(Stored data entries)
● ● ● ●

PR #593, opened 2016-12-06
add python{2,3}-pytest-runner to Requires: in spec when checks are run

maxamillion:

### DIFF
--- a/atomic-reactor.spec
+++ b/atomic-reactor.spec
@@ -50,6 +50,7 @@ BuildRequires:  python2-devel
 BuildRequires:  python-setuptools
 %if 0%{?with_check}
 BuildRequires:  pytest
+BuildRequires:  python2-pytest-runner
 BuildRequires:  python-pytest-capturelog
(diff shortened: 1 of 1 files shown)


maxamillion:
@twaugh Either way :)

lcarva:
Adding those dependencies would break stuff for rhel, as Tim mentioned.
Two possible alternate approaches:

1. Add `sed` in spec file to nuke `setup_requires` dependencies:
```
%prep
%setup -qn %{name}-%{commit}

sed -i '/setup_requires/d' setup.py
```

2. Modify `setup.py` to read `setup_requires` items from a file (like requirements.txt), and modify `spec` to clear that file.

twaugh:
We should drop the pytest-runner dependency entirely and just document how to run tests, as in https://github.com/projectatomic/osbs-client/pull/503.

lcarva:
@twaugh should this be dropped then?

twaugh:
Yes.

● ● ● ●

WHAT THE TASK REQUIRES
Each line above must be reproduced exactly.

TASK RESPONSE
PR #593, opened 2016-12-06
add python{2,3}-pytest-runner to Requires: in spec when checks are run

maxamillion:

### DIFF
--- a/atomic-reactor.spec
+++ b/atomic-reactor.spec
@@ -50,6 +50,7 @@ BuildRequires:  python2-devel
 BuildRequires:  python-setuptools
 %if 0%{?with_check}
 BuildRequires:  pytest
+BuildRequires:  python2-pytest-runner
 BuildRequires:  python-pytest-capturelog
(diff shortened: 1 of 1 files shown)


maxamillion:
@twaugh Either way :)

lcarva:
Adding those dependencies would break stuff for rhel, as Tim mentioned.
Two possible alternate approaches:

1. Add `sed` in spec file to nuke `setup_requires` dependencies:
```
%prep
%setup -qn %{name}-%{commit}

sed -i '/setup_requires/d' setup.py
```

2. Modify `setup.py` to read `setup_requires` items from a file (like requirements.txt), and modify `spec` to clear that file.

twaugh:
We should drop the pytest-runner dependency entirely and just document how to run tests, as in https://github.com/projectatomic/osbs-client/pull/503.

lcarva:
@twaugh should this be dropped then?

twaugh:
Yes.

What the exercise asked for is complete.